• [Activity]: Match on the string "jobs" in the entries below and return every matching line.

(Stored items)
>>>

Issue #1628, opened 2023-07-21
OpenTelemetry trace propagation


divergentdave:
We should enable OpenTelemetry tracing systems to link spans for collection requests to spans in the collection job driver, and spans in the aggregation job creator and aggregation job driver.

I'm still wrapping my head around the available interfaces. Most distributed tracing use cases are HTTP-centric, and propagate this information through the `tracestate` and `traceparent` HTTP headers. If possible, I'd like to just use aggregation job IDs and collection job IDs as a trace ID directly. (cutting corners by not propagating per-system IDs) If that doesn't work out, worst case we can add a `jsonb` column to each job table to act as a carrier.

divergentdave:
I think we do need `jsonb` columns in the database for trait propagation after all. For two spans to be connected, they need to share a 16-byte trace ID and 8-byte span ID (either on the span itself and its parent span ID, or in a link). Additionally, we need to be able to transfer the span flags field in order to make sampling work correctly. For example, the aggregator process could be configured to sample 1% of its root spans, then the "sampled" flag in any one collection job's trace will determine whether all subsequent related job processing spans are exported or not.

PR #1800, opened 2023-08-24
Add database columns to jobs for W3C trace context

divergentdave:
This adds `jsonb` database columns to aggregation jobs and collection jobs to propagate distributed tracing metadata through our job queue system. This is part of #1628.


tgeoghegan (approved):

branlwyd (changes requested):
As this is on `main` for an as-yet-unreleased version, the schema change should be phrased as a change to the `initial_schema` script rather than a migration.

branlwyd (approved):

branlwyd:
(the label might be too late unless you want to try pushing again, poke me if you'd like me to merge.)

PR #1804, opened 2023-08-24
Use ContainerLogsDropGuard instead of custom Drop impls

inahga:
Minor cleanup: use [`ContainerLogsDropGuard`](https://github.com/divviup/janus/blob/main/interop_binaries/src/lib.rs#L391) instead of these custom Drop impls. It's already used for the [client container](https://github.com/divviup/janus/blob/main/integration_tests/src/client.rs#L189), not sure why it's not used for the other containers.

### DIFF
--- a/integration_tests/src/client.rs
+++ b/integration_tests/src/client.rs
@@ -265,7 +265,7 @@ where
                 .with_network(network)
                 .with_container_name(client_container_name),
         );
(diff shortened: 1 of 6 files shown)


branlwyd (approved):
I'd say induce a test-failure to see that this works if you haven't already, otherwise LGTM.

<<<

• [Written reply]:
Add database columns to jobs for W3C trace context
This adds `jsonb` database columns to aggregation jobs and collection jobs to propagate distributed tracing metadata through our job queue system. This is part of #1628.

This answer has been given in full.